- [Materials provided]:
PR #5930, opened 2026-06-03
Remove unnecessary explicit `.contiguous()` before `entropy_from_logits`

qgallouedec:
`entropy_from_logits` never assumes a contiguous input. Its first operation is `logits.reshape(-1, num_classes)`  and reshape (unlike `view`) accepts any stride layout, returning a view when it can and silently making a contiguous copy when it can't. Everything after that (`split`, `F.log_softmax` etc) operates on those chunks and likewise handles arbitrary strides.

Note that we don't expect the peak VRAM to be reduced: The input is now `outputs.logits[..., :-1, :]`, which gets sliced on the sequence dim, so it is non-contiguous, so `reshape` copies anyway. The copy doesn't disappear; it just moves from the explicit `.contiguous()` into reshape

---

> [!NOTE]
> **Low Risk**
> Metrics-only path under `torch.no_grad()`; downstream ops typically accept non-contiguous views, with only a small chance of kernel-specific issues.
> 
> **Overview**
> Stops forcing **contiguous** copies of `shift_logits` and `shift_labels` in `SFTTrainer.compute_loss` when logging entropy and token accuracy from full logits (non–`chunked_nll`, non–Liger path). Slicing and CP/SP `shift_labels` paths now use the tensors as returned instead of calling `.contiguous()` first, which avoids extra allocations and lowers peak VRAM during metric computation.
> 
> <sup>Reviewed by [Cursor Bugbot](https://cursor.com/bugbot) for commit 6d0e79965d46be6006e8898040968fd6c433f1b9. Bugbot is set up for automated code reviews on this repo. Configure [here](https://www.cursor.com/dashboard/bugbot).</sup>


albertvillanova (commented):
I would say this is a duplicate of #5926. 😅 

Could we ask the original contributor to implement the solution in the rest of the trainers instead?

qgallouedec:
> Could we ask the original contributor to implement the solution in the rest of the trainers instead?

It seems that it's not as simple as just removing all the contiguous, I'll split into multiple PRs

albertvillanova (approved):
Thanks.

--

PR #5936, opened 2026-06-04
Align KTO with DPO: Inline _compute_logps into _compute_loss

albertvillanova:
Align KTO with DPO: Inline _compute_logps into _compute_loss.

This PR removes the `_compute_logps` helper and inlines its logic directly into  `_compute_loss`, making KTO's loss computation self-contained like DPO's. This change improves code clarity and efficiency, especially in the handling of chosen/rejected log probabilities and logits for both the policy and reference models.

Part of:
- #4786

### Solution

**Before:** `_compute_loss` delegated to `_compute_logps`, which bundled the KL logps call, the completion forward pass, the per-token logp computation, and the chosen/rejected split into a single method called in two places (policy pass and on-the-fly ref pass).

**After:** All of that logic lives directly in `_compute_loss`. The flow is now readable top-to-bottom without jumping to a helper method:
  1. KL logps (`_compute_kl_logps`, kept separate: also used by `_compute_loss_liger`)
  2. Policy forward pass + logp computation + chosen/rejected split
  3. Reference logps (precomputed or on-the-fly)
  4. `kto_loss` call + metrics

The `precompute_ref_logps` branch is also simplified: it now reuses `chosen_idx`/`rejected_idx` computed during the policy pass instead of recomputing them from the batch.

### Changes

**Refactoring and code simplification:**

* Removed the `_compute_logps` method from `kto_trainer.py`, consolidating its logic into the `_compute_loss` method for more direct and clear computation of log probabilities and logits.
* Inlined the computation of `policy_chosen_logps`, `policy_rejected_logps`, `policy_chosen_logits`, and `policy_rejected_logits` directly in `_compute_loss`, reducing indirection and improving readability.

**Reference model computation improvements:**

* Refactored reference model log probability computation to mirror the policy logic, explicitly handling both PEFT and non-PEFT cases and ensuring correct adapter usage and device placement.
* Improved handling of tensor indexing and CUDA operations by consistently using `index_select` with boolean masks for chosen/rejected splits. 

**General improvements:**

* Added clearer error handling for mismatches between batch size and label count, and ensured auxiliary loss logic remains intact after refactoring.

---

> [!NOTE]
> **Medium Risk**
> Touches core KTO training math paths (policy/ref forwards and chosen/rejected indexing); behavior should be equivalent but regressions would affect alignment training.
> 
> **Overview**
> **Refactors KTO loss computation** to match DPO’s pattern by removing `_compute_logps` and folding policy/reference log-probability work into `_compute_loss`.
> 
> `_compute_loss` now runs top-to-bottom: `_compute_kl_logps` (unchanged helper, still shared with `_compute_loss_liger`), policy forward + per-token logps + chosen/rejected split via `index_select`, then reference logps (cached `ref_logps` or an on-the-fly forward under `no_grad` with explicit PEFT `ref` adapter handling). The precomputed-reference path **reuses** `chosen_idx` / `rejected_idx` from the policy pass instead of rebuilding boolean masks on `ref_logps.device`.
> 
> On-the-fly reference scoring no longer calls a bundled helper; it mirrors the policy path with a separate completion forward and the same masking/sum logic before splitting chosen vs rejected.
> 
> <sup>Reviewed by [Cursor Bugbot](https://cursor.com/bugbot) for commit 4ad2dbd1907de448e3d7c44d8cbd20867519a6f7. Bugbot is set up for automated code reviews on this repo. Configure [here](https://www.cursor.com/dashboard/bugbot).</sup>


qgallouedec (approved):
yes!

--

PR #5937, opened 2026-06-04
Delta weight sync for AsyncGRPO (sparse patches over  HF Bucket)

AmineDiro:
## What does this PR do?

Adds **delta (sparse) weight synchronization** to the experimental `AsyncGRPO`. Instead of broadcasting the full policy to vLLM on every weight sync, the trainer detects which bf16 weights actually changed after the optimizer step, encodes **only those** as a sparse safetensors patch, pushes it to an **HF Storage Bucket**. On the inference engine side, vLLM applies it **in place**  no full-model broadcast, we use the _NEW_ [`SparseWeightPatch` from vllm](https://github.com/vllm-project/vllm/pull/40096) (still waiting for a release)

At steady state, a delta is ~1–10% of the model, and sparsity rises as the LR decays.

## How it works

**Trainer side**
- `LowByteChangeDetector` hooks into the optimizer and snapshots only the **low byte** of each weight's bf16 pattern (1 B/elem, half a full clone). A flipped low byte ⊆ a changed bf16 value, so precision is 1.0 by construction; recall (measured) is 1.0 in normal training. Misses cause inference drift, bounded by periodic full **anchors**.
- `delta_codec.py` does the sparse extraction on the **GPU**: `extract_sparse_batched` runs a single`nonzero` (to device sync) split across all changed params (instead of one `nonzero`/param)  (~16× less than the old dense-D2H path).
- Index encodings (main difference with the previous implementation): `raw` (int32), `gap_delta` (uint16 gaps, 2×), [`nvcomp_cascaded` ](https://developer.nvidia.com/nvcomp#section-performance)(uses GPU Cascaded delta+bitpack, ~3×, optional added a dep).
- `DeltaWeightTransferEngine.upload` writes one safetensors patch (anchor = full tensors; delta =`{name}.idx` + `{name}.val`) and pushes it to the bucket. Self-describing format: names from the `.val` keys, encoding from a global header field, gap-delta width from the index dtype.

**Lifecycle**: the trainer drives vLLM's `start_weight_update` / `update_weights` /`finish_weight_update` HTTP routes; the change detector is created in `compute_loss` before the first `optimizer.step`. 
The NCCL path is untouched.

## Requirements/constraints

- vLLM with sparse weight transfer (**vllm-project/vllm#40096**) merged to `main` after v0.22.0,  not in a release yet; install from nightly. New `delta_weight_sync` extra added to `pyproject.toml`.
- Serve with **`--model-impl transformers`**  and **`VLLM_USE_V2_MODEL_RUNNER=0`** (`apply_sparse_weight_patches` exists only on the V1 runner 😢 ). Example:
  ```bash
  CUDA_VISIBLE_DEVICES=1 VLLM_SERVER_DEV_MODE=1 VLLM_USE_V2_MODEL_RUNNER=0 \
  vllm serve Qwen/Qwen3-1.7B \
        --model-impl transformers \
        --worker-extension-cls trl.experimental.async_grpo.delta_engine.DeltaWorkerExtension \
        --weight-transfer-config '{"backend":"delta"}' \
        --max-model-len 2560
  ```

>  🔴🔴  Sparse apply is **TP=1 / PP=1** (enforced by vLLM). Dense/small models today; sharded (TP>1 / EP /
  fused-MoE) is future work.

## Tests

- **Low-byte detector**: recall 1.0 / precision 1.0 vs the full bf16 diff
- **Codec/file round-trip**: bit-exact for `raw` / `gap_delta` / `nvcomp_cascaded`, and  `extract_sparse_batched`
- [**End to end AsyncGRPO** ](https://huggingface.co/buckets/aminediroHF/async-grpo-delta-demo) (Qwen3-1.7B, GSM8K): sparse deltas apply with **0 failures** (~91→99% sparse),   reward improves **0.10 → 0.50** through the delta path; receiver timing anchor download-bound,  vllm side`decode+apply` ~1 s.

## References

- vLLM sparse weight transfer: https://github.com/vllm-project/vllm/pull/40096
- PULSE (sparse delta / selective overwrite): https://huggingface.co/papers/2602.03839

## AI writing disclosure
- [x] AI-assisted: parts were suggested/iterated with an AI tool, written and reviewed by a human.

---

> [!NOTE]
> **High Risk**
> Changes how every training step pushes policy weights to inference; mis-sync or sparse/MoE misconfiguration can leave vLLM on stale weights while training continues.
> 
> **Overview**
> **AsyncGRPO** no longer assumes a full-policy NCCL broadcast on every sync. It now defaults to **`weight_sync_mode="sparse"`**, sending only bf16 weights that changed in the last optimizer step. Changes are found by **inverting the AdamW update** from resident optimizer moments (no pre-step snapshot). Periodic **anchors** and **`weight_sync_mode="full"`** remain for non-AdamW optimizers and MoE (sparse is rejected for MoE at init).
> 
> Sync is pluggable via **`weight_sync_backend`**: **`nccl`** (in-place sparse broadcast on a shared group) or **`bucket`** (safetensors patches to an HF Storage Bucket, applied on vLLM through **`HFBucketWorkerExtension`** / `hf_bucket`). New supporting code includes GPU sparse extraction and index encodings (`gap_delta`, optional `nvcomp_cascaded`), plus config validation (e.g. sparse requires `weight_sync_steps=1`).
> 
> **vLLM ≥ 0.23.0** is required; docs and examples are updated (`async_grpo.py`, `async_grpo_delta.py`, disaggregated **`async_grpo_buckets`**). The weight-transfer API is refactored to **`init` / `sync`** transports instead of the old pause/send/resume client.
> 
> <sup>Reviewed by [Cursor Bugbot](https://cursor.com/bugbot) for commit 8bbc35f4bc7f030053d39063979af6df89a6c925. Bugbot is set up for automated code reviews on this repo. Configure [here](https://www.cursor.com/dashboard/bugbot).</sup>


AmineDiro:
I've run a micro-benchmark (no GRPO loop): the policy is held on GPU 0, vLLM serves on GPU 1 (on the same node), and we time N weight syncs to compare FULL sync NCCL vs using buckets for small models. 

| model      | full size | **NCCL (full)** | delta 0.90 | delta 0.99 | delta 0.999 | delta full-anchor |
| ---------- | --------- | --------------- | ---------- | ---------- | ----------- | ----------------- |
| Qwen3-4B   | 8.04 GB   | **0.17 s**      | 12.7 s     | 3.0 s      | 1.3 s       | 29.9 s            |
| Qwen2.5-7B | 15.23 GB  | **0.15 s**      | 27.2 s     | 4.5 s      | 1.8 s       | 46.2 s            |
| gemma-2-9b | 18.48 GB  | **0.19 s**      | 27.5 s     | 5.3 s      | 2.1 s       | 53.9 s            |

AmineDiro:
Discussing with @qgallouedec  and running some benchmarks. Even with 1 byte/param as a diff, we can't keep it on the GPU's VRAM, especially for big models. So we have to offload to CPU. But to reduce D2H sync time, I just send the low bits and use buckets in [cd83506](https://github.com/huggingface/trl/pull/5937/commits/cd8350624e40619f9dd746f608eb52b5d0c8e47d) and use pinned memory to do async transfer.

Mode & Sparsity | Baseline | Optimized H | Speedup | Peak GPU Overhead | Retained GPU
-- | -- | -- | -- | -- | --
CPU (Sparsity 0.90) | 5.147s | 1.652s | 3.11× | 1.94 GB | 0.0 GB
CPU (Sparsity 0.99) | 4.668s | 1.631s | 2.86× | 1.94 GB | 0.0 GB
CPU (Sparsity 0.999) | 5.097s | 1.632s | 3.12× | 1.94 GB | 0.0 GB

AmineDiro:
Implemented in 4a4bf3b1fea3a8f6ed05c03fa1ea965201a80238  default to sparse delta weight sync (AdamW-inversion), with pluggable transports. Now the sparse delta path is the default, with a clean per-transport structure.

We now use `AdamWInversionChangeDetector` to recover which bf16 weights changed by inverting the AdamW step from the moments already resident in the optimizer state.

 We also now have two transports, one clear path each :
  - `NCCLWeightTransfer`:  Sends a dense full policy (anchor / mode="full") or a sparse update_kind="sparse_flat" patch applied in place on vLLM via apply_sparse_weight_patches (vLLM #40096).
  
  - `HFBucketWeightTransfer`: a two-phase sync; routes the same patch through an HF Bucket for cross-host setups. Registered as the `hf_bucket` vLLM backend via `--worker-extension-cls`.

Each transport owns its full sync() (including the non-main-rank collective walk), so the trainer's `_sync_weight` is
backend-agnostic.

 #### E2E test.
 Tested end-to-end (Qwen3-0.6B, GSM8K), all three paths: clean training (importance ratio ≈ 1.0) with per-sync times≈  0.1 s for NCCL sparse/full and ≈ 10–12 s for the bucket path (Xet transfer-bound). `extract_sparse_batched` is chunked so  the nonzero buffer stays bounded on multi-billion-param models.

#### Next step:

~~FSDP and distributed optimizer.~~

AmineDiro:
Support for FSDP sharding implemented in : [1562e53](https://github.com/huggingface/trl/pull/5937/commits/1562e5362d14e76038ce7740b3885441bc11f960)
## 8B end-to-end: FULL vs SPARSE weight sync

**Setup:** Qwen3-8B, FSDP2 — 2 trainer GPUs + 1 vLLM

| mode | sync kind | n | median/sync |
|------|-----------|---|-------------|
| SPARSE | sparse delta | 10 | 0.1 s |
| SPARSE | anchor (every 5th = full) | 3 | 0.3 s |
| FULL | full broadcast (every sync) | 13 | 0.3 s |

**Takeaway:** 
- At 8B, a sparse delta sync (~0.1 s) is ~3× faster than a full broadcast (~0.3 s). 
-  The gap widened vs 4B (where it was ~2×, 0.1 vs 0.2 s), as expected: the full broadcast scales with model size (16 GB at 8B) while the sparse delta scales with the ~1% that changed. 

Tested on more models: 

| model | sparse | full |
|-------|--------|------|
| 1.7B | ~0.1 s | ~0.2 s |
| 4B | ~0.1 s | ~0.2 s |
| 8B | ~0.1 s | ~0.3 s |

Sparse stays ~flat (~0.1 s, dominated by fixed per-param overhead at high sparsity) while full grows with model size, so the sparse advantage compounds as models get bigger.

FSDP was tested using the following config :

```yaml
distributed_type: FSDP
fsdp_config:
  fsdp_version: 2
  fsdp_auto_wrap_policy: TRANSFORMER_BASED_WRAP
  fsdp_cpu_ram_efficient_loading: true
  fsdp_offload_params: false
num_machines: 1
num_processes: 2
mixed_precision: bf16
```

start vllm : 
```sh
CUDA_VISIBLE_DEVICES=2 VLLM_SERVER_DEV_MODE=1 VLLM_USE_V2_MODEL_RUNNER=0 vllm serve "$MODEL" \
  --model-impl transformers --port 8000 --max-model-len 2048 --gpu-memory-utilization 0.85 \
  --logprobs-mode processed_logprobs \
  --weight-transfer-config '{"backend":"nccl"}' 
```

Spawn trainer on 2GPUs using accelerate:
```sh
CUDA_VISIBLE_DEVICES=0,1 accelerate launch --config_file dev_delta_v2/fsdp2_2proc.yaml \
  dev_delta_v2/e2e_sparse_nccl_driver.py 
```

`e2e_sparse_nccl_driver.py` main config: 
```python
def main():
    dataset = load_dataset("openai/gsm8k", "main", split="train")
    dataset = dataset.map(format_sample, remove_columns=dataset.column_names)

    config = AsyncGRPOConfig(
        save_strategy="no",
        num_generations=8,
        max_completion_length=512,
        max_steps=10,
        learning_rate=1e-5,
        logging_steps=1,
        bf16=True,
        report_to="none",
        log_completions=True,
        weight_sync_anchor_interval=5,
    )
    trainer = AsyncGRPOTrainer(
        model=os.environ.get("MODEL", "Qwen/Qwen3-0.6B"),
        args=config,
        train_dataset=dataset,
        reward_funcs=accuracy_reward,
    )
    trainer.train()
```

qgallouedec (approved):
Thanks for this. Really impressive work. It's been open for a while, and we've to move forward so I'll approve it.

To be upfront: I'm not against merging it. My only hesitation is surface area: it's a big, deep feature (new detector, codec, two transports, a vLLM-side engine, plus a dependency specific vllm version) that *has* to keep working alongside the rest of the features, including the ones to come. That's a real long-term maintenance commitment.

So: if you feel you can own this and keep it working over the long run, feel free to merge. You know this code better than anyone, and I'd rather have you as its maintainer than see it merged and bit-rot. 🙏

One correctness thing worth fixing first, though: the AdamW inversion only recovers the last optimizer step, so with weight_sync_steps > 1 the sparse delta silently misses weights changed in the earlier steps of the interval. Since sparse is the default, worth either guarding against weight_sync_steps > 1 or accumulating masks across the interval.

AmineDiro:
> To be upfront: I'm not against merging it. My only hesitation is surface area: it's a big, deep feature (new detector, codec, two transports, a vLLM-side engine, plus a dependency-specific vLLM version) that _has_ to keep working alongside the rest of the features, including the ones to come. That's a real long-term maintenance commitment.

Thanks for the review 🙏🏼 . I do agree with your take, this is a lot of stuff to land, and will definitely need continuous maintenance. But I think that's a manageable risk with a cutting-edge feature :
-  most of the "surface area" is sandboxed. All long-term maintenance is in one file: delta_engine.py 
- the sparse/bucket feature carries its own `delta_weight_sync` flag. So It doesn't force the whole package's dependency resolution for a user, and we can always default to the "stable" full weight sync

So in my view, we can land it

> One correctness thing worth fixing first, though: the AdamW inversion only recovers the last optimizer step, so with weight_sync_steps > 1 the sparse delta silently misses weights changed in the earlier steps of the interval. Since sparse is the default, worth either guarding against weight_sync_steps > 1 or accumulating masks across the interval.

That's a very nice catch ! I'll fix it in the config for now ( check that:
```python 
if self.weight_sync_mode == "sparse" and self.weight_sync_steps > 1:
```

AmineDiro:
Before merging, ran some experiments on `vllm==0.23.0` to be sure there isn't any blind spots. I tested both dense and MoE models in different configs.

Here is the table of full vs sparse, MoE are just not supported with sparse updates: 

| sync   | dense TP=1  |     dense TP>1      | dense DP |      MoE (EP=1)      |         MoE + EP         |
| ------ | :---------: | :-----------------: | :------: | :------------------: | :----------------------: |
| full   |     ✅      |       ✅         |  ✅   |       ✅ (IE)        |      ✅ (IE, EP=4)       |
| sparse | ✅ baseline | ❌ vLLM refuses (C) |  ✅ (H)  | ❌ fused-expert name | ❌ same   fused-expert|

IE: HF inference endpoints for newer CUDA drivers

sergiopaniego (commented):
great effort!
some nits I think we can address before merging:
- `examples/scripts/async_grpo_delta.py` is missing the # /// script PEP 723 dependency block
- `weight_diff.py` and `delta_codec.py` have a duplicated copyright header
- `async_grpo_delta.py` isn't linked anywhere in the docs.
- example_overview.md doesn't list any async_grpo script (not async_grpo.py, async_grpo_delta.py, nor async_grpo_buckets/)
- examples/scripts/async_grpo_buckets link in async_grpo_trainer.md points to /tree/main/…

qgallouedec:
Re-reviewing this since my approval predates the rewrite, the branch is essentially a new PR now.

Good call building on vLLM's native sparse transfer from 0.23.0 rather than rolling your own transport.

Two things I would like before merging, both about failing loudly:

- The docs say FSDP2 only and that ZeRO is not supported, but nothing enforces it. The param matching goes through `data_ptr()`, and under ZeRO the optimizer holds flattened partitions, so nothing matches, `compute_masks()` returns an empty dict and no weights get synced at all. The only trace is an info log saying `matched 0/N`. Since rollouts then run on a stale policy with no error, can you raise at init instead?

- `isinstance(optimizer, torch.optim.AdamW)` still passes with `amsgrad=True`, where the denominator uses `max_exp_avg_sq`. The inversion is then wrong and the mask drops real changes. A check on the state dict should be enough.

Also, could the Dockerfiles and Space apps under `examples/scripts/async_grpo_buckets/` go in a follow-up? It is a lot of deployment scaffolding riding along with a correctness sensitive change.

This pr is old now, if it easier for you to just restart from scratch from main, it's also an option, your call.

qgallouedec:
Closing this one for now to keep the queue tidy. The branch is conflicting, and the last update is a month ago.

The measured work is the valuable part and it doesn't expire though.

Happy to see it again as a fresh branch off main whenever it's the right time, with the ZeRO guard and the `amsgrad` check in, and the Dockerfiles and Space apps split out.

- [Work instructions]: Gather up every line from the listing above in which the word "branch" occurs.

- [Answer]:
The `precompute_ref_logps` branch is also simplified: it now reuses `chosen_idx`/`rejected_idx` computed during the policy pass instead of recomputing them from the batch.
Re-reviewing this since my approval predates the rewrite, the branch is essentially a new PR now.
Closing this one for now to keep the queue tidy. The branch is conflicting, and the last update is a month ago.
Happy to see it again as a fresh branch off main whenever it's the right time, with the ZeRO guard and the `amsgrad` check in, and the Dockerfiles and Space apps split out.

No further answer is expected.